City & County of Honolulu

Yoshimura’s
accident account
differs from witnesses

A witness says the Council
chairman's version of events
is 'a baldfaced lie'

By Gordon Y.K. Pang
Star-Bulletin

Tapa

City Council Chairman Jon Yoshimura last week pleaded no contest to the charge of leaving the scene of an accident July 13.

He was fined $35 for violating the state traffic code requiring motorists to stop after striking an unattended vehicle. The violation carries a maximum fine of $100 or 10 days in jail.

But his account of that early morning accident differs from that of three witnesses in police reports.
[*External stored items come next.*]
PR #4228, opened 2026-09-09
fix(autoresearch): derive the UART decode timing — UART loopback now passes on RP

zackees:
Stacked on #4227, which adds the `uartWireTiming()` helper this uses.

### Result

```
before   TEST UART0 lanes=1 leds=40 FAIL 533ms   40/40 LEDs wrong
after    TEST UART0 lanes=1 leds=40 PASS 527ms
```

Three consecutive passes on RP2350W `2DCB876B587EA334`. PIO loopback unaffected (`PASS 685ms`).

This closes the UART clockless leg of #3899, which had been recorded as unreachable.

### The change

The decoder hardcoded one chipset's quantised wire timing:

```cpp
fl::ChipsetTiming uart_timing{250, 500, 500, 50, "UART_4Mbps"};
```

Those describe WS2812 at a nominal 1250 ns. At 400 kHz — the only rate an RP PL011 can clock (#4224) — they misclassify every symbol. It now derives them via `uartWireTiming()`.

### A defect I chased that did not exist

I had been reporting a residual "missing final byte": deriving the timing **by hand** for P=5 left 1/40 LEDs wrong and one byte short, and I attributed the remainder to a capture defect, then spent an iteration looking for it.

There was no such defect. My hand derivation omitted the minimum-symbol-separation bump that `fitUartWave()` applies (`kMinSymbolSeparationNs = 400`), so my decode windows were subtly wrong and clipped one LED. Calling the helper — which reproduces the encoder's rules exactly, bump included — decodes the frame completely.

The lesson is the one this change embodies: reimplementing the encoder's rounding at the decode site produces exactly the silent drift the encoder's comment warns about. I reproduced that bug by hand while investigating it.

### On the baud ceiling

`kMaxUartBaudRate` is used rather than the backend's own ceiling, which is not portably reachable from the harness. The geometry depends on the ceiling only through a feasibility gate, so the two agree wherever UART transmits at all — a backend whose ceiling excluded P=5 while the default admitted it would disagree, and the comment records that.

### DIFF
--- a/examples/AutoResearch/AutoResearchTest.cpp
+++ b/examples/AutoResearch/AutoResearchTest.cpp
@@ -14,6 +14,10 @@
 
 #include "AutoResearchTest.h"
 
+// uartWireTiming(): the decoder must classify against the quantised wire
+// timing the encoder produced, not the chipset's nominal values.
+#include "fl/channels/uart_wave_encoder.h"
+
 #include "platforms/arm/rp/is_rp.h"
 #if defined(FL_IS_RP2040) || defined(FL_IS_RP2350)
 // kRpPioRxEdgeCapacity bounds the static DMA/edge pool the RP PIO RX device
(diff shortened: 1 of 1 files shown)


zackees:
### Robustness checks on the newly-passing path

The original evidence was three single-frame runs at 40 LEDs, which is thin for a capability that had never worked. Two further checks on RP2350W `2DCB876B587EA334`:

**Multi-frame.** Second-frame degradation is a known bug class here — it is why SPI defaults to two frames (#2254/#2288) — and UART had never run more than one:

```
$ bash autoresearch rp2350w --uart --chipset ws2811-400 --strip-sizes 40 --frames 4
TEST UART0 lanes=1 leds=40 PASS 2075ms
```

2075 ms against 527 ms for a single frame, so all four frames genuinely ran rather than the flag being ignored. No degradation across them.

**Stability at the capacity boundary.** 60 LEDs is the largest size that fits the RX pool; 80 overflows. That is where margin is thinnest, so it is the size most likely to be marginal rather than cleanly passing:

```
60LED run1 -> PASS 768ms
60LED run2 -> PASS 767ms
60LED run3 -> PASS 769ms
```

Three consecutive passes with a 2 ms spread. A capture sitting near its buffer limit would be expected to show variance or intermittent overflow; it shows neither.

Combined with the earlier three passes at 40 LEDs and the PIO regression check (`PASS 685ms`), that is nine passing runs across three sizes and two frame counts, with no failures.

Police say that at 12:45 a.m., Yoshimura got into his parked 1996 Mercedes Benz on Auahi Street, fronting Ward Centre. He then made a U-turn and struck a parked, unoccupied Nissan Pathfinder.

Yoshimura told reporters he thought he had collided with a utility pole and then continued to his Ward Avenue condominium, about a mile away.

"I made a mistake," Yoshimura said last night, noting that it was raining. "I should have made a more thorough investigation into what I had hit, but I thought I had hit something other than a car."

Witness Glen Odum said he was standing and facing two of his friends who were sitting on a bench in front of X-cel Swimsuits and just behind the parked Pathfinder. Odum said the driver of the Mercedes could not have missed seeing the damage to the Pathfinder.

"That's a baldfaced lie," Odum said, referring to Yoshimura's comment that he believed he hit a utility pole.

Jack Ravenlock, one of those with Odum that night, said: "Not even a blind man would mistake that car for a pole. He moved (the Pathfinder) about four feet."

Odum said the Mercedes stopped long enough for them to take down the car's license plate.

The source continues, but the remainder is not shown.